Tea History Timeline
1680
Surging demand for cocoa, tea and coffee in England brings an increased demand for slaves to produce more sugar in British colonies.
1752
England’s Royal Worcester Porcelain Co. has its beginnings in a crockery firm founded June 4 by Dr John Wall and potter William Davis to take over Benjamin Lund’s Bristol factory, started 3 years ago. Dr Wall will perfect soapstone porcelain, basing his work on the expertise of his workmen. His company’s blue china teapots, cups and saucers, with an underglaze Chinoiserie design are made from a past containing soapstone (steatite) and by the 1760’s the designs will be modelled on those of Meisen and Sevres, as well as those from China.
1768
The East India Company imports tea into Britain at the rate of 10 million pounds per year.
1773
The Tea Act passed by Parliament May 10 lightens duties on tea imported into Britain to give relief to the East India Company, which has 7 years supply in warehouses on the Thames and is being strained by storage charges. But the Act permits tea to be shipped at full duty of 3 pence per pound to the American colonies and to be sold directly to retailers, elimination colonial middlemen and undercutting their prices. Boston tea party, to demonstrate against new English tea orders.Tea is left to rot on the docks at Charleston, New York and Philadelphia sends tea laden ships back to England.
1837
Tetley Tea is introduced at Huddersfield England, where local merchants Joseph and Edward Tetley open a shop under the name Tetley Brothers – Dealers in Tea. The two had peddled their tea from a packhorse across the Yorkshire moors.
1840
Afternoon tea is introduced by Anna, wife of the seventh duke of Bedford. Breakfasts are large, lunches sketchy, and dinner is not served until 8 o’clock, so people are hungry by late afternoon; the tea interval will become a lasting British tradition, but the English still drink more coffee than tea at this time.
1823
China’s monopoly in the tea trade begins to fade as an indigenous tea bush is found growing in northern India’s Upper Assam. Acting for the British government, Charles Bruce smuggles knowledgeable coolies out of China and puts them to work transplanting young tea bushes into nursery beds to begin tea plantations that will be more efficiently organised than Chinese plantations.
1833
The East India Company loses its prized monopoly in the China trade (most of it in tea) by an act of the British prime minister Charles Grey.

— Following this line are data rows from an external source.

PR #145, opened 2018-08-10
8383 Webpack 4 plus Repo includes

thorsent:
Adds "include" capability to the build process. This allows other repos to be "overlaid" on top of finsemble-seed. For instance, we want to build a bunch of development tools (Andy built one called the linkerTester) but we don't want to pollute the finsemble-seed project with our internal stuff. "includes" solve this problem.

`npx gulp dev --include:../finsemble-dev`

This command is the same as npm run dev but it will "include" the finsemble-dev directory in the build process. Any components in finsemble-dev will be built. Any configs will be copied into the dist. Any assets will be copied. It is as if you've applied an overlay to the finsemble-seed project.

Yeah, typing .. is a nuisance so you can leave that out for convenience:

`npx gulp dev --include:finsemble-dev`

Note: Since the build process can now take webpack entry points directly from inside components (finsemble.webpack.json) there's no need to modify that pesky build directory.

There's a new repo "finsemble-dev" which can be cloned to try this out. It contains Andy's linkerTester component.

**Notes**

This project required migrating to webpack 4 and babel 7. package.json has changed. You'll need to run `npm install` in order to test.

webpack watch is not working too well with webpack 4 (it's trying to load babel presets from the openfin directory which makes me think that hmr is somehow automatically enabled. It'll take some more fiddling to get that fixed).


thorsent:
I like the idea of a link to dev tools from the central logger!! @kriswest 

The problem that we haven't solved yet with the hosted finsemble is how to do development on core finsemble. This often involves making changes to core, running on local machine, and making changes to presentation components simultaneously. Without this PR (8383), the only way to effectively code core Finsemble is by hacking up the seed.

What would solve this problem would be:
npm run dev manifest=file://blah.json

That could start the local dev server and still pull the manifest from an alternate location, allowing for components and finsemble core to be distributed as needed.

carterbs:
@thorsent Can you make a decision on whether this is necessary any more?

thorsent:
@carterbs considering the move towards dynamic assembly, I don't think the includes are going to be necessary anymore.

There was some effort in here related to getting on webpack 4 which I guess we can resurface if we decide to tackle that.

PR #151, opened 2018-08-14
Authentication component clean up

NinjaManatee:
Split CSS and JS from HTML file
JS is essentially unchanged, so will still need clean up.


configs/application/config.json
```diff
@@ -10,6 +10,13 @@
 			"LocalStorageAdapter": "$applicationRoot/adapters/LocalStorageAdapter.js"
 		}
 	},
+	"isAuthEnabled": true,
```
thorsent: @NinjaManatee isAuthEnabled has been deprecated. Simply putting the startup adapter in place is enough to start up authentication.

But, do you want to modify seed so that authentication is turned on by default?

NinjaManatee: I didn't mean to turn on authentication by default. 

Part of me wants to enable it because it is more in line with how it will likely be used, but may confuse some developers new to Finsemble.

PR #156, opened 2018-09-06
7829 Index db adapter

kriswest:
The IndexDB adapter appears to work well and resolves issues caused by LocalStorage during workspace  saves, where edits to the workspace just before a close or workspace switch can be lost - likely due to localstorage not flushing before the switch.

The storage adapter appears (no formal measurement) at certain operations than localstorage and has explicit callbacks/promises guaranteeing operations have finished before returning. 

Citadel would like access to the adapter through the seed project ASAP as it should resolve most of their workspace issues immediately. Hence, if possible can we expedite a merge.

 We should also consider switching the seed's default storage to IndexDB as that may resolve issues with OF9 (though not with the chart) as well as making workspace demos much more reliable. If not comfortable with changing the default to IndexDB in master then we should at least include the adapater and build it, so that clients can use config to switch to it.


src-built-in/adapters/indexDBAdapter.js
```diff
@@ -0,0 +1,188 @@
...
+// var Logger = require("@chartiq/finsemble").Clients.Logger;
+// var Dexie = require('dexie');
+
+import finsemble from "@chartiq/finsemble";
+import Dexie from 'dexie';
+var BaseStorage = finsemble.models.baseStorage;
+var Logger = finsemble.Clients.Logger;
+
+
+// var BaseStorage = require("@chartiq/finsemble").models.baseStorage;
```
NinjaManatee: Should remove commented out code

src-built-in/adapters/indexDBAdapter.js
```diff
@@ -0,0 +1,188 @@
...
+		
+		Dexie.spawn(function*() {
+			yield db.fsbl.put({key: combinedKey, value: params.value});
+		}).then(function() {
+		   // spawn() returns a promise that completes when all is done.
+		   return cb(null, { status: "success" });
+		}).catch(function(e) {
+		   console.error("Failed: " + e);
+		   //TODO: can't help think this should be (but localstorage adapter doesn't return errors...)
+		   //return cb({ status: "failed" }, null);
```
NinjaManatee: Do the return correctly and take the TODO out.

src-built-in/adapters/indexDBAdapter.js
```diff
@@ -0,0 +1,188 @@
...
+		Dexie.spawn(function*() {
+			let val = yield db.fsbl
+				.where('key').equals(combinedKey).first();
+			Logger.system.debug("Storage.getItem for key=" + combinedKey + " raw val=" + val);
+			console.debug("Storage.getItem for key=" + combinedKey + " val=", val);
+			let data = {};
+			if (val && val.value) {
+			 	data = val.value;
+			 }
+			// Logger.system.debug("Storage.getItem for key=" + combinedKey + " with data=" + data);
```
NinjaManatee: You should either uncomment this or remove it.

src-built-in/components/authentication/defaultAuthentication.html
```diff
@@ -175,7 +175,7 @@
 		FSBL.Clients.WindowClient.close({ removeFromWorkspace: false, closeWindow: true });
 	}
 
-	//CLose app when the X is clicked.
+	//Close app when the X is clicked.
```
NinjaManatee: You should take this out of this PR

src-built-in/adapters/indexDBAdapter.js
```diff
@@ -0,0 +1,188 @@
...
+
+Logger.system.debug("IndexDBAdapter", Dexie);
+console.debug("IndexDBAdapter", Dexie);
+
+var IndexDBAdapter = function (uuid) {
+	BaseStorage.call(this, arguments);
+
+	var db = new Dexie('finsemble');
+	db.version(1).stores({
+		fsbl: `key` //only index the storage keys
```
NinjaManatee: Why the `?

src-built-in/adapters/indexDBAdapter.js
```diff
@@ -0,0 +1,188 @@
...
+	 * @param {string} params.topic A topic under which the data should be stored.
+	 * @param {string} params.key The key whose value is being set.
+	 * @param {any} params.value The value being saved.
+	 * @param {function} cb callback to be invoked upon save completion
+	 */
+	this.save = function (params, cb) {
+		Logger.system.debug("saving", params);
+		const combinedKey = this.getCombinedKey(this, params);
+		
+		Dexie.spawn(function*() {
```
NinjaManatee: Why does spawn need a generator?

src-built-in/adapters/indexDBAdapter.js
```diff
@@ -0,0 +1,188 @@
...
+		let preface = self.baseName + ":" + self.userName + ":" + params.topic + ":";
+		if ("keyPrefix" in params) {
+			preface = preface + params.keyPrefix;
+		}
+		return preface;
+	};
+
+	/**
+	 * Returns all keys stored in localstorage.
+	 * @param {*} params
```
NinjaManatee: Documentation?

src-built-in/adapters/indexDBAdapter.js
```diff
@@ -0,0 +1,188 @@
...
+			//TODO: can't help think this should be (but localstorage adapter doesn't return errors...)
+			//return cb({ status: "failed" }, null);
+		});
+	};
+
+	/**
+	 * This method should be used very, very judiciously. It's essentially a method designed to wipe the database for a particular user.
+	 */
+	this.clearCache = function (params, cb) {
+		const preface = self.baseName + ":" + self.userName;
```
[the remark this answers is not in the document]
kriswest: In the other methods keyPreface includes a topic, where this the userPreface I suppose.

src-built-in/adapters/indexDBAdapter.js
kriswest: The generator really changes how the function is executed - inside the generator you can use the yield keyword to wait for an async method (promise) to return as if it were synchronous. The generator itself returns a promise so the whole block is async, but you can write nice simple synchronous looking code inside.

All the db.fsbl calls are promise based - see http://dexie.org/docs/Simplify-with-yield

configs/application/config.json
```diff
@@ -1,19 +1,21 @@
 {
 	"comment": "Top-level application config for development, adding on top of the core config",
+	"defaultStorage": "IndexDBAdapter",
```
NinjaManatee: I'm not sure whether we want this to be default.

src-built-in/adapters/indexDBAdapter.js
```diff
@@ -0,0 +1,199 @@
...
+
+const IndexDBAdapter = function () {
+	BaseStorage.call(this, arguments);
+
+	const db = new dexie("finsemble");
+	db.version(1).stores({
+		fsbl: "key" //only index the storage keys
+	});
+
+	Logger.system.debug("IndexDBAdapter init");
```
NinjaManatee: Is it necessary to log to both the Logger and the console?

kriswest:
Ready for you to review @thorsent

thorsent:
I don't see any reason not to make this the default once we improve the adapter interface and eliminate the dependency. indexedDB seems to have no downside.

kriswest:
@thorsent I get why we should avoid the dependency. I've rebuilt this with the base IndexedDB API, could you take another look? I'm keen to get this on to Citadel to try out see if it resolves their various localstorage issues.

Would it be possible to get this merged before updating the storage adapter interface (which I imagine will take a while) - if you'd rather not switch the default, we could just include it and advise clients on switching...

src-built-in/adapters/indexedDBAdapter.js
```diff
@@ -0,0 +1,259 @@
...
+
+const BaseStorage = finsemble.models.baseStorage;
+const Logger = finsemble.Clients.Logger;
+
+// Because calls to this storage adapter will likely come from many different windows, we will log successes and 
+// failures in the central logger.
+Logger.start();
+
+const IndexedDBAdapter = function () {
+	BaseStorage.call(this, arguments);
```
NinjaManatee: @thorsent I tried to change this to an ES6 class, but I got error when this method was called as:
```super(arguments);```
If you rework this interface, we should keep an eye on being able to support ES6 classes.

File: src-built-in/adapters/indexedDBAdapter.js [hunk 12]
```diff
@@ -0,0 +1,259 @@
...
+			return cb(event, { status: "failed" });
+		};
+		request.onsuccess = function(event) {
+			cb();
+		};
+	};
+};
+
+IndexedDBAdapter.prototype = new BaseStorage();
+new IndexedDBAdapter("IndexedDBAdapter");
```
NinjaManatee: @thorsent The fact that this script instantiates the IndexDBAdapter and does nothing seems very weird to me. I would have thought it would export the instance like the services does, or, even better, return the constructor so it can be instantiated by Finsemble. Either way, I think this could be made clearer during refactoring.

src-built-in/adapters/indexedDBAdapter.js
```diff
@@ -0,0 +1,259 @@
...
+	/**
+	 * Wipes the storage container.
+	 * @param {function} cb
+	 */
+	this.empty = (cb) => {
+		Logger.system.debug("IndexedDBAdapter.empty");
+		console.debug("IndexedDBAdapter.empty");
+		var objectStore = db.transaction(["fsbl"], "readwrite").objectStore("fsbl");
+		var request = objectStore.clear();
+		request.onerror = function(event) {
```
NinjaManatee: I think these error functions are essentially the same through out the file, so you might be able to create an error handler function to simplify the code.

src-built-in/adapters/indexedDBAdapter.js
thorsent: Agreed.

thorsent:
@kriswest would love to see a comment around what IDBKeyRange() and successor() to save some future developer the time to figure out what it is.

kriswest:
Merged Andy's cleanup and added requested comments. Re-tested and appears to work fine. 
@thorsent should be ready for review and merge.

PR #157, opened 2018-09-06
Index db adapter cleanup

NinjaManatee:
I think this resolves all of the issues I raised from my review. Sadly I wasn't able to make it an ES6 class because of a weird error where `setBaseName` was undefined. Should probably figure out why that is, and fix it in BaseStorage.


kriswest:
Looks fine to me - although I'm having trouble with the clearCache method, which is not clearing said cache

PR #169, opened 2018-09-24
#9212 fix for search in catalog

rcsharp5:
We hardcoded a c into the catalog store. I just removed that. This also requires a fix on the FInsemble side.


rcsharp5:
https://chartiq.kanbanize.com/ctrl_board/18/cards/9212/details

PR #170, opened 2018-09-24
9324 IndexedDBAdapter Queuing

thorsent:
Implemented simple queuing for indexedDBAdapter to capture storage requests prior to initialization, and service them immediately when initialization is complete.

### DIFF
--- a/src-built-in/adapters/indexedDBAdapter.js
+++ b/src-built-in/adapters/indexedDBAdapter.js
@@ -72,6 +72,11 @@ const IndexedDBAdapter = function () {
 	 * The IndexedDB instance.
 	 */
 	this.db;
+
+	/**
+	 * Array of commands received before the IndexedDB is initialized. These commands are executed once the connection
+	 * has been established.
+	 */
 	this.queue = [];
 
 	Logger.system.debug("IndexedDBAdapter init");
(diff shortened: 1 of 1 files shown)


src-built-in/adapters/indexedDBAdapter.js
```diff
@@ -134,6 +137,15 @@ const IndexedDBAdapter = function () {
 		return preface;
 	}
 
+	this.releaseQueue = () => {
+		if (this.queue.length) {
+			Logger.system.debug("IndexedDBAdapter.releaseQueue");
```
NinjaManatee: It might be better to make this command always log with:
```Logger.system.debug(`IndexedDBAdapter.releaseQueue: ${this.queue.length} commands`);```
So you could tell that the queue was released, but there weren't any commands to process.

File: src-built-in/adapters/indexedDBAdapter.js [hunk 2]
```diff
@@ -134,6 +137,15 @@ const IndexedDBAdapter = function () {
...
+		}	
+		while (this.queue.length) {
+			let action = this.queue.shift();
```
NinjaManatee: Can be `const`

src-built-in/adapters/indexedDBAdapter.js
```diff
@@ -178,6 +190,11 @@ const IndexedDBAdapter = function () {
 		Logger.system.debug("IndexedDBAdapter.delete for key=" + combinedKey);
 		console.debug("IndexedDBAdapter.delete for key=" + combinedKey);
 
+		if (!this.db) {
```
NinjaManatee: In general, I think I would put the queue pushes before the logging statements, so the delete of a key doesn't get logged twice, even though it only gets executed once.

src-built-in/adapters/indexedDBAdapter.js
NinjaManatee: I think clearCache is missing a queue push.

PR #171, opened 2018-09-26
Make a configurable "prompt on save" for workspace

amaroks:
**Resolves [#8526](https://chartiq.kanbanize.com/ctrl_board/18/cards/8526/details)**

- Add "Prompt me before saving" under Preferences > Workspaces.
- Get initial setting value from Storage instead of hardcoded value.
- Subscribe to "Prompt me before saving" preference changes.

**What to verify:**

- That the checkbox is there and persist changes on finsemble reloads
- That the prompt dialog appears if "Prompt me before saving"" is checked
- That the prompt dialog does not appear if "Prompt me before saving" is unchecked

**More details**
https://chartiq.kanbanize.com/ctrl_board/18/cards/8526/details


carterbs:
@amaroks can you resolve conflicts when you get back in. This seems useful.

PR #179, opened 2018-10-08
Added zoom popup a la Chrome

NinjaManatee:
Added a popup to show the current zoom level. Popup also has zoom in/reset/out buttons a la Chrome the user can use to zoom in and out.

Added a min/max zoom, and made all of the zoom settings configurable.


src-built-in/components/badBoy/index.html
```diff
@@ -1,35 +1,35 @@
...
-  <div class="bp3-button-group .modifier">
-    <a class="bp3-button bp3-icon-repeat" id="multi2" role="button">2 seconds</a>
-    <a class="bp3-button bp3-icon-repeat" id="multi5" role="button">5 seconds</a>
-    <a class="bp3-button bp3-icon-repeat" id="multi10" role="button">10 Seconds</a>
-  </div>
-  <br />
-
-  <pre id="message"></pre>
-</body>
+<!DOCTYPE html>
```
NinjaManatee: This file got into the PR somehow. Can you get it out again? I tried to `git checkout master src-built-in/components/badBoy` to fix it, but git said the file didn't exist.

configs/other/server-environment-startup.json
```diff
@@ -9,6 +9,6 @@
         "serverPort": 3375,
         "serverConfig": "http://localhost:3375/configs/openfin/manifest-local.json",
         "clientRoute": "http://localhost:3375/",
-        "channelAdapter": "e2o"
+        "channelAdapter": "openfin"
```
NinjaManatee: This change shouldn't be in this PR either.

src-built-in/preloads/zoom.js
```diff
@@ -2,38 +2,138 @@
 // This global will contain our current zoom level
 window.fsblZoomLevel = 1;
 
+// Global variable with the timeout for the zoom
+window.zoomTimeout = 1000;
```
NinjaManatee: I'd like to add config for this too, but I'm not sure where that should be.

configs/other/server-environment-startup.json
NinjaManatee: I think the issue is that you are merging with master rather than develop, but the PR is against develop, so you are picking up changes that shouldn't be there.

src-built-in/preloads/zoom.js
NinjaManatee: NVM, looks like I already did it (see zoomConfigHandler). I put it under Window Manager.

sgd2z:
@kriswest this doesnt seem to work with the plus on the numeric keypad. It works with the plus next to backspace

kriswest:
I had a go at adding an extra hotkey registration for 'Ctrl' + '+' to make the keypad + work:
Line 176-177 of zoom.js:
```	
	FSBL.Clients.HotkeyClient.addBrowserHotkey(["ctrl", "="], zoomIn);
	FSBL.Clients.HotkeyClient.addBrowserHotkey(["ctrl", "+"], zoomIn);
```
, but it doesn't work (it fires twice on 'Ctrl' + '=' instead). This is because  finsemble's /src/common/keyMaps.json maps a couple of number line keys down, i.e. '+' and '_' are mapped down to '=', and '-'.
Line 184 - 190 of finsemble /src/common/keyMaps.json
```
		"+": "=",
		"-": "-",
		"/": "/",
		";": ";",
		"=": "=",
		",": ",",
		"_": "-",
```

Underscore (_) is not a problem as there is no separate key for that, but the + key should not be mapped down - there's no other dodgy key mapping like that in the dictionary. This was probably a case of someone optimizing too early. 

For now I'd leave the zoom preload as is and instead fix the key mapping in finsemble and circle back to this after thats merged. @sgd2z if thats ok with you, approve this and I'll sub a quick PR for changing that mapping.

kriswest:
@NinjaManatee Added support for Ctrl + mousewheel zooming as this hasn't been merged yet and Natwest devs asked for it. Works really nicely.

The name Earl Grey will be used for a blend of Indian and Ceylonese tea flavoured with oil of bergamot (a Chinese mandarin gave him the recipe) and as a generic name for scented teas such as jasmine.
1839
95 chests of Assam tea arrive at London and are sold at auction. As in China, harvesters in India and Ceylon pick only the four youngest, tiniest, tenderest leaves at the ends of branches, called pe-ko, or silver tip, in Chinese, but unlike green China tea, the leaves from India are fermented, or cured, and the original silver-tip or pekoe leaf turns brown, giving rise to the term “orange pekoe” which indicates the size of the leaf (the next larger size being pekoe and the largest souchong; the terms are used only for the black teas of the East Indies; West India teas from Darjeeling, brown in the foothills of the Himalayas, have woodier fruitier aftertastes. As the new black tea is less astringent than green tea, it begins to gain popularity (Duchess of Bedford).
1866
The Great Tea Race from Foochow to London pits 11 clipper ships that race to minimize spoilage of the China tea in the hot holds, but the voyage still takes close to 3 months. More than 90 per cent of Britain’s tea still comes from China.
1898
Annual British tea consumption averaged 10 pounds per capita, up from 2 pounds in 1797. Black tea from India and Ceylon has long since gained dominance over Chinese green teas, but many connoisseurs still prefer China’s green teas, especially Gunpowder and Hysson and Chinese black teas, notably Keemun or Congou from North China, also called English Breakfast tea.